Although it could be helpful to already provide the Data Team access to the source system, its not mandatory to raise an Access Request right now.
End goal of the validation is to have a solution design and a complete work breakdown, with DRI's and size estimation attached. All the work that needs to be performed is stated down. We aim to have it on a level, where every work action could be converted to an issue with no larger T-Shirt size than
5/8 issue poins.
It needs to be determined if there is MNPI data in the data sources and if this data is about to be extracted towards the Data Warehouse. If the data source contains MNPI and this data is extracted, change the issue label of the issue to
new data source MNPI.
Based on the business case, effort to implement, workload in the Data Team and Data Team priorities, the implementation will be scheduled. For scheduling we follow the GitLab Data Team Planning Drumbeat. This means that for every quarter, the Data Team determines when a new data source request will be picked up. When a new data source request remains in
scheduling, it does not mean that it isn't on the radar of the Data Team. It means that it isn't been scheduled yet, because:
When a request for implementing a new data source is in scope for next quarter OKRs, the request is
scheduled. An epic will be created with the issue attached to it. Based on the work breakdown all issues are created with the corresponding issue weight, label assigned
workflow::4 - scheduled, the right milestone (if known) and attached to the epic.
When the execution of the work starts, the issue is in development and follows the regular development life cycle.
During the development, the Data Engineer aligns with all the stakeholders, about access to the data. Data access can be provided to the
raw schema, depending on the data and the use case.
When it is a complete new data pipeline that extracts data from a upstream system that is not yet extracted, create a new label on in the GitLab Data group. I.e: https://gitlab.com/groups/gitlab-data/-/labels/23453371/edit
When the execution of the work is finished, the issue is in review and follows the regular development life cycle.
When the execution could not continue due to the need of external intervention, the issue is
blocked. There must be a clear problem statement given and the right people need to be assigned on the shortest notice possible.
Red data is not allowed to be stored in our Data Platform (Snowflake). Therefore we will not bring in/connect new data sources that are listed in the tech stack with
data_classification: Red unless there is a mission critical business reason. There is an exception process available which will enable us to evaluate the needs on a case-by-case basis and this process will require approval from BT/Data VP-level, Security and Privacy. Evaluating the business reason and obtaining approvals are part of the triage process and are governed via the new data source template.
Note: The exception process must be fulfilled to either connect a system with Red data and/or to extract Red data (fields) from that system. However, the business case to extract Red data (fields) under the exception process will necessitate a higher standard of review than a business case that only requires connecting a Red data system without extraction of Red data (fields).
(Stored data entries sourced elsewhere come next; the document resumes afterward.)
PR #1246, opened 2024-11-13
BugFix: Prevent crashes from tab switches due to Table Of Content

ShaopengLin:
Bug: Crashes can happen to the TOC management when the user switches tabs. Qt's QJsonObject copies are unreliable (though they shouldn't). I am uncertain as to why, but it appears references to the copied header array elements trigger segmentation faults. It also seems to be a race condition so in some cases it doesn't happen (when I tested it before merging it never occurred).

Fixes:
- Pass the header array as a string and create our own copy of QJsonObject instead.
- A nullptr guard was added to `tableofcontentbar.cpp` to prevent potential nullptr access. (This is irrelevant to the bug but something to carry over.)

### DIFF
--- a/resources/js/headerAnchor.js
+++ b/resources/js/headerAnchor.js
@@ -31,7 +31,7 @@ function anchorHeaderElements(headers)
     });
 }
 
-function getHeaders()
+function getHeadersJSONStr()
 {
     const headerInfo = { url: window.location.href.replace(location.hash,""), headers: [] };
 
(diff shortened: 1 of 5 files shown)


ShaopengLin:
@kelson42 @veloman-yunkan It would be great if we get this in ASAP. Though at least for me it doesn't always occur, it can be very frustrating for other devs.

kelson42:
@ShaopengLin Inwill merge and a new full testing round this WE.

ShaopengLin:
Just another piece of info, this issue doesn't occur in Qt6.

veloman-yunkan (approved):

PR #1256, opened 2024-11-23
Improved UI for Reading List Bar and Table of Contents

### LINKED ISSUE #1247: Make ReadingList UI Consistent
Now that #42 has merged, the reading list bar should match the aesthetics of the others. This would make the app feel segregated and incomplete.

We would at least need to have:
  1. Same background color
  2. Same item height/size
  3. Same hover and scroller visuals

| Table of Content Sidebar | Reading List Sidebar
| -------- | ------- |
|   Image |  Image |

heropj:
fix #1247 

Changes:

- Standardized UI for Reading List Bar and Table of Contents.

Screenshot 2024-11-23 195403
Screenshot 2024-11-23 195416


kelson42:
@heropj Thank you for your PR. I have rebased it on latest `main` branch and we will review it.

ShaopengLin (changes requested):
@heropj Please first remove the superfluous changes before we move to a formal review. The changes to some files like the icons may be due to your formatter? It is important to keep commit footprint at a minimum.

heropj:
@ShaopengLin Sorry for the inconvenience caused by the superfluous changes. In my latest commit I have ensured no such changes are present. I’ve addressed other changes also as per your suggestion.

ShaopengLin:
@ShaopengLin There are still 46 files changed. Please only leave those which are relevant.

heropj:
@ShaopengLin Got it..I have removed the commits which caused those unnecessary changes and have made a fresh commit with relevant changes only.

ShaopengLin (commented):
@heropj The issue wants you to match ReadingList to the behaviour and look of the TOC, and we should not change the TOC. There is a reason for the design of TOC to be like this so please do not change it and focus on the 3 points I mentioned in the Issue.

SInce there are only a few UI changes, I will first focus on the UI. Once that's up-to-par, I can review the coding part.

heropj:
@ShaopengLin Thank you for the feedback, I will undo changes in TOC and make RL ui similar to it.

heropj:
@ShaopengLin 
Screenshot 2024-12-01 123045
Screenshot 2024-12-01 123058

src/mainwindow.cpp
```diff
@@ -197,6 +197,7 @@ void MainWindow::tableOfContentToggled(bool state)
     if (state) {
         checkActionNoSignal(KiwixApp::ToggleReadingListAction, false);
         mp_ui->sideBar->setCurrentWidget(mp_ui->tableofcontentbar);
+        mp_ui->sideBar->setStyleSheet("background-color: white;");
```
ShaopengLin, line 200: This is a bug. If the state has not changed, the stylesheet won't change. Like image below.

You should be able to change the background color like TOC, try to investigate the CSS changes before doing ad-hoc changes like this.

Screenshot from 2024-12-02 14-44-11

src/readinglistbar.cpp
```diff
@@ -15,6 +15,16 @@ ReadingListBar::ReadingListBar(QWidget *parent) :
     ui(new Ui::readinglistbar)
 {
     ui->setupUi(this);
+
+    //to remove gap between RL components
+    if (layout()) {
```
ShaopengLin, line 20: Why is this check necessary? I don't see setLayout() calls later so this state won't change.

ShaopengLin (changes requested):

ShaopengLin:
@heropj The change LGTM, but do change the commit message to be more generalized and meaningful.

@veloman-yunkan @kelson42 The UI and code look ok to me. Please have a round of review if you have some further suggestions.

heropj:
@ShaopengLin hello, sorry for those silly ad-hoc changes...I revisited the whole code and found that readinglistbar was of type QWidget whereas TOC was inheriting from class QFrame....so i changed RLB to a QFrame and then applied same styling as of toc.
pleass review the changes now...i hope everything is right this time :)

ShaopengLin (approved):

src/mainwindow.cpp
```diff
@@ -197,7 +197,6 @@ void MainWindow::tableOfContentToggled(bool state)
     if (state) {
         checkActionNoSignal(KiwixApp::ToggleReadingListAction, false);
         mp_ui->sideBar->setCurrentWidget(mp_ui->tableofcontentbar);
-        mp_ui->sideBar->setStyleSheet("background-color: white;");
```
ShaopengLin: This change shouldn't be there in the first place. Do not let things like this appear in the commit history.

src/readinglistbar.cpp
```diff
@@ -11,17 +11,10 @@
...
 
 ReadingListBar::ReadingListBar(QWidget *parent) :
-    QWidget(parent),
+    QFrame(parent),
     ui(new Ui::readinglistbar)
 {
     ui->setupUi(this);
-
-    //to remove gap between RL components
-    if (layout()) {
```
ShaopengLin: Same here.

ShaopengLin (changes requested):
Please fix the following

ShaopengLin:
@heropj We want the commit message to be both concise and informative.
> final fix of RL

is not informative on the changes you did.

The second commit is way too long and thus not concise.

heropj:
@ShaopengLin done😢😅

ShaopengLin (approved):

kelson42:
@heropj @ShaopengLin Thank you very much. I will review this PR from a user perspective this week-end and I hope @veloman-yunkan can do the same from the code perspective.

src/readinglistbar.cpp
```diff
@@ -11,10 +11,13 @@
 const QString documentsDir = QStandardPaths::writableLocation(QStandardPaths::DocumentsLocation);
 
 ReadingListBar::ReadingListBar(QWidget *parent) :
-    QWidget(parent),
+    QFrame(parent),
     ui(new Ui::readinglistbar)
 {
     ui->setupUi(this);
+    ui->titleLabel->setFont(QFont("Selawik", 18, QFont::Weight::Medium));
```
veloman-yunkan, line 18: Why is the font set in C++ code? Can't it be controlled via CSS?

src/readinglistbar.cpp
```diff
@@ -37,7 +40,6 @@ ReadingListBar::ReadingListBar(QWidget *parent) :
     auto importAction = app->getAction(KiwixApp::ImportReadingListAction);
     connect(exportAction, &QAction::triggered, this, &ReadingListBar::onExport);
     connect(importAction, &QAction::triggered, this, &ReadingListBar::onImport);
-    ui->label->setText(gt("reading-list-title"));
```
veloman-yunkan, line 40: So this was replaced with `ui->titleLabel->setText(gt("reading-list"));` (and moved to the beginning of the constructor body). The new name of the label data member makes more sense, however it's not clear why the i18n text string id was changed from `"reading-list-title"` to `"reading-list"`.

But checking `resources/i18n/qqq.json` and `resources/i18n/en.json` raises another question - do we really need both those strings? One of them is used as the tooltip for the reading list button and the other as the heading of the reading list bar. In English translation file the difference between them is only in capitalization, while their descriptions in `qqq.json` are identical. We should either drop one of them, or describe them differently in `qqq.json`.

@ShaopengLin @kelson42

Where extraction of Red data (fields) is approved under the exception process, masking will be applied in the Data Platform (Snowflake) as described in the proceeding section.
When extracting new data towards Snowflake and the data source is not listed or listed
When a new data source is extracted towards the
raw layer there will be a new separate schema created for that data source in many cases. In order to make sure the new data source is observed by Monte Carlo follow the steps outlined in Monte Carlo permission handbook section.
The new data source will be documented in the handbook, following this template.